Stored items →

PR #10728, opened 2024-04-26
Fix SubtypesInstanceManager not loading subtypes lazily

viren-nadkarni:
## Background

`SubtypesInstanceManager` is supposed to lazily create a singleton instance of subtypes and return it. However a bug caused all subtypes to be instantiated eagerly if any subtype was requested.

This was identified when the Libvirt EC2 VM manager was being instantiated in the CI (which would fail since CI runners do not have a Libvirt socket) despite not being enabled explicitly in code or configuration.

## Changes

Fix `SubtypesInstanceManager` so that only the requested subtype is instantiated.


whummer (approved):
Great catch, thanks for fixing this @viren-nadkarni ! 🙌

PR #10730, opened 2024-04-26
Refactor: Events v2: Move existing provider code to v1 folder

maxhoheiser:
## Motivation
To improve the readability of events service folder by separating v1 and v2 providers not via file suffixes but dedicated folders. 
There are also dependencies in ext that rely on v1 and v2 provider files, these are updated in a companion PR in ext: https://github.com/localstack/localstack-ext/pull/2907

## Changes
Move existing (v1) provider and related files to v1 folder.
Remove suffix for v2 provider and related files.


localstack/services/events/v1/models.py
```diff
@@ -0,0 +1,11 @@
+from typing import Dict
+
+from localstack.services.stores import AccountRegionBundle, BaseStore, LocalAttribute
+
+
+class EventsStore(BaseStore):
```
joe4dev, line 6: 💡 Please check whether persistence still works before merging after moving the model to a new location.

maxhoheiser: This should be done by the persistency test in the companion branch in pro: https://github.com/localstack/localstack-ext/pull/2907
Since all the tests are green including the persistency tests, it should still work after moving.

localstack/services/events/rule.py
maxhoheiser, line 1: Although it is used with the v2 implementation I descided to move also the ruler into the v1 folder and only move the refactored version out again into the main folder.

ACTION ITEM → Only the lines above that include the word "requested" belong in the answer; copy each one.

SOLUTION FOR THIS EXERCISE →
`SubtypesInstanceManager` is supposed to lazily create a singleton instance of subtypes and return it. However a bug caused all subtypes to be instantiated eagerly if any subtype was requested.
Fix `SubtypesInstanceManager` so that only the requested subtype is instantiated.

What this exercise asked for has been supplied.